Ahh I know what you mean now mate. Always wanted a go on one of those bad boys. Sure it'll be fun as hell mate.


----------



## Ryan16 (Feb 8, 2010)

damn sweet benching mate! you must be good for a 90 single by now? diet looks good tbh mate better than what i was eating when i started first diet lol, you get any money coming in atall atm ? college cash? pocket money lol ?


----------



## Barker (Oct 1, 2009)

80 x 5.

Nob :'(

Stop being strong thanks

wish i got EMA from college, would make life so much easier, need to get myself a christmas job sorted out.


----------



## Cam93 (May 20, 2010)

thanks, i doubt i could get 90x1 on bench if im honest, maybe 85 x 1, but at the moment i'm just gunna stick to adding 2.5kgs everytime i can get 5 reps 

as far as money, i dont get EMA or pocket money, i'm in the process of getting myself an aprenticship  which couldnt come at a better time as im in DESPRATE need of money!


----------



## benicillin (Feb 28, 2010)

great progress mate, good lad on the apprenticeship too. Just finished mine after 4 years and it was worth every minute


----------



## Cam93 (May 20, 2010)

benicillin said:


> great progress mate, good lad on the apprenticeship too. Just finished mine after 4 years and it was worth every minute


 oh right, what was you doing? mines heating and ventilation (plumbing) should be about 2-3 years  and thanks for dropping by!


----------



## benicillin (Feb 28, 2010)

Mechanical engineering mate... work for Honeywell aerospace building and testing oxygen mask regulators for the eurofighter *yaaaawwwwnnn* :lol:


----------



## Cam93 (May 20, 2010)

gunna be honest, i've got no idea what that means :lol:


----------



## benicillin (Feb 28, 2010)

lol most people don't, just look at me like i've visited from space lol


----------



## Ryan16 (Feb 8, 2010)

just put 80x5 into my ifitness app and the 1rm came out at 93.3 so i think youd be good for 90!

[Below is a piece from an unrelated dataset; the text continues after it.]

PR #1143, opened 2021-07-24
switch MassActionJumps to use parameter vectors

isaacsas:
Extends symbolic JumpSystems to create MassActionJumps that remember the mapping from parameters to rate constants. This should enable updating MassActionJump parameters via callbacks.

nice one  you def getting it ? what it in ? ive just started mine 2 months ago and it has helped my diet so much!

benicilin what was your apprenticeship in ?


----------



## snakebulge (Jul 28, 2010)

All's looking good Cam and i agree with Ryan. Go for it mate, try the 90kg.


----------



## Jim206152 (Nov 21, 2009)

Hi mate, looks like your making good progress here. My thoughts with regards to your bench press, if you can do 5 reps @80kg on your 5th set then i am pretty sure you could get 5 reps @90kg, If you try it on your first/second set. Why dont you try 1 warm up set then have a crack at 90kg on first working set?


----------



## Cam93 (May 20, 2010)

im not confident that i could if im honest, definatly not for 5 reps, the 80x5 was a push, i might get 85 x 1 or 2, but im doubtfull of 90 x 1 or 5 for that matter :lol:


----------



## Jim206152 (Nov 21, 2009)

Cam93 said:


> im not confident that i could if im honest, definatly not for 5 reps, the 80x5 was a push, i might get 85 x 1 or 2, but im doubtfull of 90 x 1 or 5 for that matter :lol:


you won't know if you don't try!!


----------



## Cam93 (May 20, 2010)

wouldn't be able to ever try again if i drop it :L

but i think im just gunna go up 2.5kg every week, might do for a one rep attempt of 85-87.5 on my next push day, but im doubtful of 90 

altohugh i'd be chuffed at 90's my goal for the end of the year


----------



## 1Tonne (Jun 6, 2010)

If its an end of year goal, then i dont see the rush. Go with what you feel comfortable with mate, plenty of time to hit that goal before christmas mate.


----------



## Ryan16 (Feb 8, 2010)

Dont you have a spotter bud? If so dont be scared :beer:


----------



## Cam93 (May 20, 2010)

Yeah i've got a spotter, but i just wouldnt feel confident enough to proply bench 90 just yet, who knows i may get cocky and try it for 1rm on tuesday, i might not but at this moment i'm thinking good form and 2.5kg each week would be more benifitial


----------



## Ryan16 (Feb 8, 2010)

Yeah best bet  tbh id just go for 5 reps decentish reps then up weight, as you get used to more weight the reps on the lesser weights should get better form! Well thats my theory anyway  lol


----------



## Cam93 (May 20, 2010)

thats what i've done basicly, but now thought getting good reps, and good weight would be better, so if maybe next week i get 82.5 x 3 good reps, then the week after i get 82.5 x 5 good reps, thats good by me 

as for that indoor skydiving, i cakked myself! was a amzaing experience tohugh, very very funny day


----------



## Ryan16 (Feb 8, 2010)

Thats a good way to plan it mate!

How was it? Do any flips  ?


----------



## Cam93 (May 20, 2010)

i wish! its actully *Alot* harder than it looks, i was expecting to be able to do flips, travel all 50ft of the tunnel and do loads of cool stuff, it was literaly just floating+spinning, its actully really hard to get it right, if your bodys not in the right postion at all time, you fall and its hard to start again, then keeping balence is hard, i musta bashed into the glass windows and doors atleast 10 times, one of the guys doing it lost control, flew up 20ft (we was all only going 10, max) and then paniced so he lost is body shape making himself fall, luckying the instructer caught him and quickly corrected him, but it was funny as ****!


----------



## Barker (Oct 1, 2009)

I always wonder with them things, what happens if you go right to the top?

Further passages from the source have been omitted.